Commentary

For Pride, Harry's Trades Rainbows For B&W

Harry’s, the men’s grooming brand, has always kept campaigns for Flamingo, its women’s collection, separate. But to celebrate Pride month -- and the basic biological reality that a hair is a hair, no matter where -- it’s running its first joint campaign and product promotion.

And rather than splashy June rainbows or bright lady-razor pink, it’s using striking black-and-white portraits from fashion photographer Lia Clay Miller.

Marina Cashdan, head of creative and communications at Harry’s, tells D2C FYI that the decision to do the first joint campaign came from her thinking harder about how shaving products “have always lived in a pretty binary space.”

Harry’s, which started offering D2C subscriptions back in 2013 and introduced the Flamingo women’s brand in 2018, did too.

“It felt like time for us to acknowledge that people aren’t so 'choose either A or B’ about razors,” Cashdan says. “It’s much more fluid than the personal care industry has represented.”

The point of the campaign, she says, is that “hair removal should be comfortable and supportive and inclusive, no matter your gender.”

Harry’s chose portraits based on the insight that so many people in the LGBTQ+ community still feel invisible.
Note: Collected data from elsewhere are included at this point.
PR #265, opened 2020-05-26
agent: use distro meson on CentOS 7

mrc0mmand:
to catch compatibility issues with older meson versions

### DIFF
--- a/agent/bootstrap.sh
+++ b/agent/bootstrap.sh
@@ -45,10 +45,8 @@ fi
 yum -y install epel-release yum-utils gdb
 yum-config-manager --enable epel
 yum -y update
-yum -y install busybox dnsmasq e2fsprogs gcc-c++ libasan libbpf-devel libfdisk-devel nc net-tools ninja-build \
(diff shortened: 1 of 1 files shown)


evverx:
It seems `meson ... --optimization=g` below should be replaced with `CFLAGS=-Og CXXFLAGS=-Og meson ...` or with `-Dc_args=... -Dcpp_args` if those are supported there.

evverx:
Though I don't think whatever is passed via `c_args` is passed on to the fuzzers so it seems `CFLAGS` is the only option that works

mrc0mmand:
> It seems `meson ... --optimization=g` below should be replaced with `CFLAGS=-Og CXXFLAGS=-Og meson ...` or with `-Dc_args=... -Dcpp_args` if those are supported there.

Ah, thanks, missed this one!



> Though I don't think whatever is passed via `c_args` is passed on to the fuzzers so it seems `CFLAGS` is the only option that works

I guess this doesn't matter here, since CentOS 7 has a pretty old gcc without UBSan, so fuzzers are skipped there anyway.

mrc0mmand:
Also, as it failed (as expected) with ` ERROR: Tried to access unknown option "optimization".` I pointed it to https://github.com/systemd/systemd/pull/15937 to check if everything works as expected.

Photographs “show them portrayed in a way that is humanistic, beautiful and elegant -- but still fun, playful and celebratory.”
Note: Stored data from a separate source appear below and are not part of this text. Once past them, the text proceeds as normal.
PR #278, opened 2020-06-09
agent/vagrant: don't remove the pre-initialized $TESTDIR

mrc0mmand:
After the test suite rewrite we do a test pre-initialization via
initialize_integration_tests() helper, so we shouldn't clean up the just
initialized $TESTDIR anymore.


mrc0mmand:
Fail in TEST-02-CRYPTSETUP is expected due to https://github.com/systemd/systemd/pull/16111.

PR #282, opened 2020-06-16
vagrant: work around current Vagrant's DSO hell

mrc0mmand:


mrc0mmand:
It works, but I really have to find a proper solution soon, until I gouge my eyes out...

PR #285, opened 2020-06-27
debug-only: consistent hwdb-update timeouts under gcc & sanitizers

mrc0mmand:
Since the latest hwdb update the hwdb-update service regularly timeouts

And to inject some splash of Pride, she says images on the packaging will include lines of color drawn over the portraiture, “adding vibrancy and movement.”

Themed “Hair is Hair,” the effort leans heavily into out-of-home as more Pride events return to in-person. That includes LinkNYC kiosks and wheat-pasting.
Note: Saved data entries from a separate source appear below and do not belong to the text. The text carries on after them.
PR #293, opened 2020-08-05
common: compress task logs

mrc0mmand:
TBD


mrc0mmand:
Oh well, Jenkins can't stream gzip-compressed files so the client (browser) can decompress & show them instead of downloading them, which would unnecessarily hinder the *user friendliness* - see https://issues.jenkins-ci.org/browse/JENKINS-45275. Let's close this, for now...

PR #294, opened 2020-08-20
vagrant: pin repositories to kernel 5.7.12 (2020-08-14)

mrc0mmand:
Since kernel 5.8.1 the test VMs started to randomly softlock when trying
to online non-boot CPUs. To make the CI stable again, let's revert back
to kernel 5.7.12.

See: https://bugs.archlinux.org/task/67649


mrc0mmand:
The CI fail is unrelated (but it's something I'll investigate further).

And while the campaign will appear on digital and social on the national level, “it presents an amazing opportunity in our hometown of New York, to show up physically as much as possible,” she says.

Posters will be especially visible along the route of the New York City Pride March.

For many, Pride is taking on a particular poignancy this year, given the more than 200 state bills aimed against the trans community.

“We want to continue to support this community that has gone through so many ups and downs,” Cashdan says.

All proceeds from this year’s specially Pride-themed set of products go straight to the Trevor Project, as they have for the past four years.

Last year, Harry’s generated $400,000, and its total donations to the group are $1.1 million. It’s also given $8 million to support access to mental health resources, helping some 900,000 men, especially in at-risk veteran, LGBTQ+ and Black communities.

“It’s important to us that our audience sees that to us, Pride is not a one-and-done kind of thing, but that we work with the Trevor Project all year long,” she says, adding that the company strives to see its efforts not so much as marketing campaigns, but as a commitment.